PR #6301, opened 2023-02-05
Add automated selector testing

### LINKED ISSUE #6060: Set up automated live testing of some CSS selectors
_Originally posted in https://github.com/refined-github/refined-github/issues/6023#issuecomment-1270439879_
      
---

> > set up some sort of automated live testing of CSS selectors
> 
> Should not be too difficult, cant make a selector check on load of the feature?

1. Given the complex logic, we need to test the whole selector for the tests to be useful
2. Testing the selectors "live" means we have to import them into the JS side and run them at some point
3. Given the complex logic, these selectors will not appear on every page, so we can't actually _assert_ that a selector _must_ match an element on any given page the user loads.

The proper testing harness I'm thinking of would look like:

1. In node
1. Loads `no-unnecessary-split-diff-view.css`
2. Extracts the selectors and any related URLs, to be defined like:
	```css
	/** @expect-on http://github.com/some/dead-repo*/
	.repo-bar .tab:has(.counter[label=0]) {
		display:none;
	}
	```
4. Fetches the URL and looks for the selector on the page

fregante:
- Closes #6060

## Next

- [ ] Add more selectors, at least 10 to begin
- [ ] CSS parsing?
	- Thought of Lightning CSS, but no comments support https://github.com/parcel-bundler/lightningcss/issues/366

and

- [ ] CI: Exclude tests unless the selectors file has been changed?
	- Maybe only if duration becomes a problem
	- "Vitest watch" already does this natively locally 😍


christian-bromann:
@fregante I recommend use WebdriverIO for this task. It can load the actual page in a (headless) browser and do all necessary assertions. Happy to take a stab at this if you like.

fregante:
Thanks! It would be interesting to see how much code is necessary to test one of our features, compared to just adding URLs as suggested here. 

You could test that a "Bugs" tab is being added to the URL https://github.com/refined-github/sandbox

"Cleanup" features are probably not testable with this method since the test `.selector doesn't exist` would pass even if the `.selector` element never existed.

kidonng:
[happy-dom](https://github.com/capricorn86/happy-dom) should be a little faster than JSDOM (I've used it for scraping).

I think we only need headless browser if we want to test logged-in only features.

fregante:
Merge now, extend later 🚀

PR #6311, opened 2023-02-08
Restore `clean-header-search-field` for some users

fregante:
- Fixes https://github.com/refined-github/refined-github/issues/6310

## Test URLs

https://github.com/fregante/GhostText/pulls?q=is%3Apr+is%3Aopen+sort%3Aupdated-desc

## Screenshot

Untested, depends on the user

cc @kaste

### DIFF
--- a/source/features/clean-header-search-field.tsx
+++ b/source/features/clean-header-search-field.tsx
@@ -5,7 +5,14 @@ import select from 'select-dom';
 import features from '../feature-manager';
 
 async function init(): Promise<void> {
-	const headerSearchButton = await elementReady('button.header-search-button');
+	const headerSearchButton = await elementReady('button.header-search-button, input.header-search-input');
+	if (headerSearchButton instanceof HTMLInputElement) {
+		// Previous version #6310
+		// TODO: Remove in mid 2023
+		headerSearchButton.value = '';
+		return;
+	}
+
 	headerSearchButton!.classList.add('placeholder');
 	select('[data-target="search-input.inputButtonText"]', headerSearchButton)!.textContent = headerSearchButton!.getAttribute('placeholder');
 }


source/features/clean-header-search-field.tsx
```diff
@@ -5,7 +5,14 @@ import select from 'select-dom';
 import features from '../feature-manager';
 
 async function init(): Promise<void> {
-	const headerSearchButton = await elementReady('button.header-search-button');
+	const headerSearchButton = await elementReady('button.header-search-button, input.header-search-input');
+	if (headerSearchButton instanceof HTMLInputElement) {
+		// Previous version #6310
+		// TODO: Remove in mid 2023
```
yakov116, line 11: Maybe put a real date so it shows up as a warning

fregante: I know we've been doing that, but what does that change in practice? We don't want CI to start failing and force us to immediately take action 🤔

auscompgeek:
> Untested, depends on the user

It should be toggleable in the feature preview settings:

image

source/features/clean-header-search-field.tsx
yakov116: If I am not mistaken we set it to warn

fregante: We did, but due to: 

- https://github.com/sindresorhus/eslint-plugin-unicorn/pull/1540

I think `expiring-todo-comments` only makes sense:

- if it never breaks (on a date) and forces anyone to act immediately
- if someone is actively looking for and fixing TODO comments 
- if there are no other TODOs that are _also_ waiting for a fix anyway, for months

Essentially I think we can do away with them. Moving this discussion upstream in https://github.com/sindresorhus/eslint-plugin-unicorn/issues/1541

PR #1808, opened 2021-02-17
feat(config): add Zooz zen72, update zen71 description

bepsoccer:
- add zen72
- update zen71 name to reflect the non use of S2 in the naming by Zooz for the Zen21/22/71/72 product lines


AlCalzone (dismissed):

AlCalzone:
@blhoward2 for a second look, it is late :)

packages/config/config/devices/0x027a/zen72.json
```diff
@@ -0,0 +1,429 @@
...
+					"label": "30%",
+					"value": 2
+				}
+			]
+		},
+		"3": {
+			"label": "Auto Turn-Off Timer",
+			"description": "Set the number of minutes to automatically turn off switch once it has been turned on (0 to disable).",
+			"valueSize": 4,
+			"minValue": 0,
```
blhoward2, line 143: Please use the unit to below valueSize throughout. We like to keep these uniform.

packages/config/config/devices/0x027a/zen72.json
```diff
@@ -0,0 +1,429 @@
...
+			"readOnly": false,
+			"writeOnly": false,
+			"allowManualEntry": false,
+			"options": [
+				{
+					"label": "Previous brightness",
+					"value": 0
+				},
+				{
+					"label": "Configured custom brightness level",
```
blhoward2: Where and how do you define the custom brightness level?

blhoward2 (changes requested):
Minor changes for consistency.

packages/config/config/devices/0x027a/zen72.json
bepsoccer: I don't understand the comment here, can you clarify?  Also, shall I update the Zen77 as well since this is almost an identical copy of the existing Zen77 with simply the addition of the 3-way momentary switch option.

packages/config/config/devices/0x027a/zen72.json
bepsoccer: Param 18, but once again this is simply a copy of the Zen77, I can change this to reference the other param, but then the Zen77 will need updating as well to be consistent.

packages/config/config/devices/0x027a/zen72.json
blhoward2: Typo. We have a specific order for these fields. The unit should be directly under the valueSize.

packages/config/config/devices/0x027a/zen72.json
blhoward2: Just do this one. We're in the process of templating these so we'll fix it during that process.

packages/config/config/devices/0x027a/zen72.json
bepsoccer: gotcha, I'll remember that.  Fix coming shortly.

blhoward2 (approved):
Approved with changes I directly committed.

PR #1810, opened 2021-02-18
feat(config): support conditional settings with "$if"

AlCalzone:
This PR introduces conditional config settings to cut down on repetition for devices that only slighly change between firmware versions or hardware revisions. The `"$if"` property accepts a string with logic inside, e.g.

```jsonc
{
	"$if": "firmwareVersion >= 1.0 && productType === 0x1234"
	// ... other settings
}
```

The logic supports the JavaScript operators `<`, `<=`, `>`, `>=` and `===`, as well as `&&`, `||` and `(...)`. Available variables are `manufacturerId`, `productType`, `productId` and `firmwareVersion`.

You can use `"$if"` in the following locations:

-   Inside association groups
-   Inside config parameters
-   Inside config parameter options

It is also possible to select one of multiple variants of a config parameter by specifying an array. In this case `"$if"` is mandatory in each parameter, except the last one. The first matching definition will be used, the others don't apply.


docs/development/config-files.md
```diff
@@ -399,3 +399,49 @@ Properties listed before the `$import` statement may get overwritten by the impo
 	"template": true
 }
 ```
+
+### Conditional configuration settings
+
+For devices that only slighly change between firmware versions or hardware revisions, you can enable some settings conditionally with the `"$if"` property. It accepts a string with logic inside, e.g.
+
+```json
```
robertsLando, line 407: I suggest use to use js instead of json so the syntax highlight doesn't highlight comments

robertsLando:
Awesome!

docs/development/config-files.md
AlCalzone: That's just here in the diff. Github knows the type `jsonc` where it does not complain, but Docsify doesn't. However it renders json with comments just fine:

grafik

blhoward2:
Looks great to me. I'm not sure when we'd differentiate by more than firmware version but it could come up, so makes sense to include it. 

Does this (or could this) also apply to association groups? I noticed recently that the Kwikset locks seems to gain a group over time but I'm not actually sure it's even definable as they use the same everything else. It may come up again though.

packages/config/src/Devices.ts
```diff
@@ -455,18 +543,19 @@ noEndpoint in association ${groupId} must be either true or left out`,
...
+		deviceId?: DeviceID,
 	) {
 		this.parameterNumber = parameterNumber;
 		this.valueBitMask = valueBitMask;
 
 		if (typeof definition.label !== "string") {
 			throwInvalidConfig(
 				"devices",
-				`packages/config/config/devices/${filename}:
+				`packages/config/config/devices/${parent.filename}:
```
robertsLando, line 558: there are plenty of `parent.filename` here. Maybe a new var could be useful

AlCalzone:
Yeah you can use it for the individual association groups just not with the array notation of parameters.

blhoward2 (approved):

robertsLando (approved):

PR #1834, opened 2021-02-20
fix(cc): update SceneControllerConfigurationCC API

Ikcelaks:
This PR updates the SceneControllerConfigurationCC API to follow the decisions we made while working on the SceneActuatorConfigurationCC API.

I also applied a few of the other refinements:

1. Set no longer schedules a Poll.
2. `PhysicalCCAPI` was changed to CCAPI, because the Set command is allowed to be part of a Multicast. (and related changes)
3. Prevented Reports with `groupId = 0` from being persisted.


AlCalzone:
>     1. Set no longer schedules a Poll.

Forgot to push that?
grafik

AlCalzone (changes requested):
Other than the refresh thing this looks good

Ikcelaks:
> > ```
> > 1. Set no longer schedules a Poll.
> > ```
> 
> Forgot to push that?
> grafik

I think I just missed that I was polling in both the `SET_VALUE` and `set()` functions.  I did an actual search this time.

AlCalzone (approved):

PR #1836, opened 2021-02-20
feat(config): template and cleanup HomeSeer device files

blhoward2:
Add template, cleanup values.


packages/config/config/devices/0x000c/hs-pa100.json
```diff
@@ -14,32 +14,5 @@
 	"firmwareVersion": {
 		"min": "0.0",
 		"max": "255.255"
-	},
```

* **Task brief**:
Look through the records and gather every line containing "placeholder".

* **Reply to the task**:
 	headerSearchButton!.classList.add('placeholder');
 	select('[data-target="search-input.inputButtonText"]', headerSearchButton)!.textContent = headerSearchButton!.getAttribute('placeholder');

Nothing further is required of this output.